• [Records for processing]
PR #55, opened 2021-02-11
Add get_tune_resources helper method

amogkam:
Will need to change after https://github.com/ray-project/ray/pull/13906 is merged.

### DIFF
--- a/xgboost_ray/tests/test_tune.py
+++ b/xgboost_ray/tests/test_tune.py
@@ -63,21 +63,24 @@ class XGBoostRayTuneTest(unittest.TestCase):
         ray.shutdown()
         shutil.rmtree(self.experiment_dir)
 
-    # noinspection PyTypeChecker
-    def testNumIters(self):
-        ray_params = RayParams(cpus_per_actor=1, num_actors=1)
+    def numItersCheck(self, num_actors):
+        ray_params = RayParams(cpus_per_actor=1, num_actors=num_actors)
         analysis = tune.run(
             self.train_func(ray_params),
             config=self.params,
-            resources_per_trial={
-                "cpu": 1,
-                "extra_cpu": 1
-            },
+            resources_per_trial=ray_params.get_tune_resources(),
             num_samples=2)
 
         self.assertTrue(
             all(analysis.results_df["training_iteration"] ==
                 analysis.results_df["config.num_boost_round"]))
+
+    # noinspection PyTypeChecker
+    def testNumItersSingleActor(self):
+        self.numItersCheck(num_actors=1)
+
+    def testNumItersMultipleActor(self):
+        self.numItersCheck(num_actors=2)
 
     def testElasticFails(self):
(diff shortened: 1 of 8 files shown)


xgboost_ray/tune.py
```diff
@@ -180,3 +191,41 @@ def _try_add_tune_callback(kwargs: Dict):
...
+                        resources_per_actor: Optional[Dict]):
+    """Returns object to use for ``resources_per_trial`` with Ray Tune."""
+    if TUNE_INSTALLED:
+        if TUNE_1_2:
+            if resources_per_actor is not None:
+                raise RuntimeError("Using xgboost_ray with custom actor "
+                                   "resources with Ray Tune version 1.2 or "
+                                   "prior is not supported. Please install "
+                                   "the nightly Ray wheels to upgrade your "
+                                   "Tune version.")
```
krfricke, line 207: As discussed, enable extra custom resources

xgboost_ray/tune.py
```diff
@@ -38,11 +40,20 @@ def is_session_enabled():
...
+    TUNE_1_1 = False
 
-if TUNE_LEGACY and TUNE_INSTALLED:
+# Todo(amogkam): Remove after Ray 1.3 release.
+try:
+    from ray.tune.resources import PlacementGroupFactory
+
+    TUNE_1_2 = False
+except ImportError:
+    TUNE_1_2 = True
```
krfricke, line 53: Rename

krfricke (changes requested):

xgboost_ray/tune.py
amogkam: Done!

xgboost_ray/tune.py
amogkam: Done!

xgboost_ray/tests/test_tune.py
```diff
@@ -65,14 +65,11 @@ def tearDown(self):
 
     # noinspection PyTypeChecker
     def testNumIters(self):
-        ray_params = RayParams(cpus_per_actor=1, num_actors=2)
+        ray_params = RayParams(cpus_per_actor=1, num_actors=1)
```
krfricke, line 68: Can we leave this at 2? This was actually an error before (the num iters was incorrect because we reported multiple times from different actor ranks). Keeping this will make sure we don't regress

krfricke (approved):

krfricke:
Should be fine, thanks. Just revert the num trials to 2 if possible please!

xgboost_ray/tests/test_tune.py
amogkam: Oops that's my bad. I had changed this for some debugging and forgot to switch back. Thanks for pointing this out.

amogkam, line 68:
```suggestion
        ray_params = RayParams(cpus_per_actor=1, num_actors=2)
```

• [Instructions to follow] The answer should consist of the lines from the one with "krfricke, line 207: As" through the last line of the entries, duplicated exactly and nothing more.

• [Result for this task]
krfricke, line 207: As discussed, enable extra custom resources

xgboost_ray/tune.py
```diff
@@ -38,11 +40,20 @@ def is_session_enabled():
...
+    TUNE_1_1 = False
 
-if TUNE_LEGACY and TUNE_INSTALLED:
+# Todo(amogkam): Remove after Ray 1.3 release.
+try:
+    from ray.tune.resources import PlacementGroupFactory
+
+    TUNE_1_2 = False
+except ImportError:
+    TUNE_1_2 = True
```
krfricke, line 53: Rename

krfricke (changes requested):

xgboost_ray/tune.py
amogkam: Done!

xgboost_ray/tune.py
amogkam: Done!

xgboost_ray/tests/test_tune.py
```diff
@@ -65,14 +65,11 @@ def tearDown(self):
 
     # noinspection PyTypeChecker
     def testNumIters(self):
-        ray_params = RayParams(cpus_per_actor=1, num_actors=2)
+        ray_params = RayParams(cpus_per_actor=1, num_actors=1)
```
krfricke, line 68: Can we leave this at 2? This was actually an error before (the num iters was incorrect because we reported multiple times from different actor ranks). Keeping this will make sure we don't regress

krfricke (approved):

krfricke:
Should be fine, thanks. Just revert the num trials to 2 if possible please!

xgboost_ray/tests/test_tune.py
amogkam: Oops that's my bad. I had changed this for some debugging and forgot to switch back. Thanks for pointing this out.

amogkam, line 68:
```suggestion
        ray_params = RayParams(cpus_per_actor=1, num_actors=2)
```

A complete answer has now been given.